Gaillot (1997) reprend ce questionnement de l’enseignement des arts plastiques à travers une didactique critique des arts plastiques face à l’enseignement de cette discipline en France et ce, peu importe le niveau d’enseignement. Il considère «une didactique pensée comme pratique plastique et pratique artistique» (Ibid., p. 6) et met en évidence la nécessité d’une articulation entre l’enseignement et l’apprentissage. Enseigner, pour ce dernier, c’est permettre la médiation entre l’élève et le savoir, «ce qui implique de référer tant à la connaissance de l’objet enseigné (épistémologie) qu’à la connaissance du sujet apprenant (psychologie)» (Ibid., p. 13).
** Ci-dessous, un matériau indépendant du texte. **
PR #1263, opened 2017-06-30
Run 'grafiti' as cleanup step after AWS smoke test failure

estroz:
Jenkinsfile: removed grafiti docker container dependency
tests/smoke/aws: removed grafiti docker container dependency

Environment variables required by `grafiti` to delete orphaned cluster resources are present within `tectonic-builder` containers and not accessible by a `grafiti` container. Cluster cleanup should be done by the same container that created the cluster.

### DIFF
--- a/Jenkinsfile
+++ b/Jenkinsfile
@@ -99,6 +99,7 @@ pipeline {
     stage("Tests") {
       environment {
         TECTONIC_INSTALLER_ROLE = 'tectonic-installer'
+        GRAFITI_DELETER_ROLE = 'grafiti-deleter'
       }
       steps {
         parallel (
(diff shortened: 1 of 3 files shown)


Quentin-M:
cool

kans:
| Cluster cleanup should be done by the same container that created the cluster.
👍

`go get github.com/coreos/grafiti/cmd/grafiti`

This makes me a bit nervous because if grafiti ever breaks, we probably won't notice until we hit limits.

estroz:
@kans any suggestions on how to lock the version (without using Docker image tags)?

estroz:
ok to test

estroz:
ok to test

estroz:
ok to test

estroz:
ok to test

estroz:
ok to test

mxinden:
In regards to extending the Tectonic builder Dockerfile I would like to start the discussion whether we should break this container up into smaller containers. 

Right now the image:
* is 600 MB big, 
* takes quite a while to  build, 
* and needs to be updated in many places each time we update one small build step.

If I am not mistaking we could run the Grafiti steps inside a small vanilla golang image with just Grafiti installed inside.

Let me know what you think. I do see the advantages of a single image that we can use everywhere and I am not sure what the best practice should be here.

Quentin-M:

Quant à apprendre, c’est «acquérir une compétence, c’est construire des représentations et développer des comportements afin de pouvoir se rendre présente l’idée d’un objet de la pensée ou afin de pouvoir agir sur les objets sur lesquels l’apprentissage a porté» (Ibid., p. 14). Si enseigner et apprendre sont indissociables, l’enseignement des arts plastiques suppose l’intégration d’une pratique réflexive tout au long des apprentissages.

En somme, plusieurs auteurs (de Duve, 1992; Gagnon-Bourget et Joyal, 2000; Gosselin, 1991, 2005, 2006; Laurier, 2003; Michaud, 1993; Richard et Lemerise, 1998; Roux, 1999; Savoie, 2000) repositionnent l’enseignement de l’art en favorisant l’articulation entre la pratique artistique et la pratique réflexive et ce, à toutes les phases de la pratique de la création.

Les difficultés d’enseigner l’art reposent sur l’écart entre la possible objectivation du fait artistique et la subjectivité qui règne autour de l’art en général. Ces concepts centraux de la formation universitaire en arts visuels sont mis en relief par différents auteurs à travers la question problématique de l’enseignement de l’art. Dans cette voie de recherche d’un enseignement plus objectif, ne délaissant pas l’art et la création comme abstraction idéologique en toile de fond, Roux (1999) propose l’enseignement de “l’artistique” déjà introduit, qui représente «cet ensemble spécifique de démarches, de postures et de pratiques s’incarnant dans les œuvres reconnues comme artistiques» (p. 144). Il s’interroge sur l’appréhension, l’évaluation et la compréhension «de la dimension artistique d’un geste, d’une démarche ou d’une production» (Ibid., p. 145). Roux énonce divers points de vue sur des indicateurs possibles du fait artistique, que nous verrons au second chapitre.

L’enseignement de l’art en milieu universitaire aujourd’hui, tout comme l’art contemporain, est porteur d’un questionnement sur l’art en général et sa place dans une société dite culturelle. À titre d’artiste professionnelle enseignante, le trajet séquentiel d’une production artistique que nous proposons dans le cadre d’un programme de CEAV, et plus particulièrement d’un cours, vise l’articulation entre la pratique de la création et l’émergence en temps réel d’une démarche artistique. Gaillot (1997) affirme que

l’art ne s’enseigne pas directement, il ne s’éprouve pas non plus spontanément. D’où la nécessité de construire des situations ou des événements de l’ordre du sensible qui pourront être interrogés suivant des modalités à même de pointer l’essence fragile et mouvante de la démarche artistique. (p. 61)

Dans le cadre de la réflexion que nous menons, nous privilégions l’enseignement de l’art dans une approche davantage poïétique qu’esthétique. À ce moment, l’enseignement

de l’art est plus près de “l’œuvre en train de se faire” (Passeron, 1989; Souriau, 1939; Valéry, 1938), de la créatrice et du créateur, de l’étudiante et de l’étudiant dans la pratique de la création. Aussi, cette approche favorise la fusion entre l’enseignement esthétique et l’enseignement artistique dans le contexte d’une expérience formatrice par l’art, plus précisément le contexte valorisant l’élaboration d’un projet de création.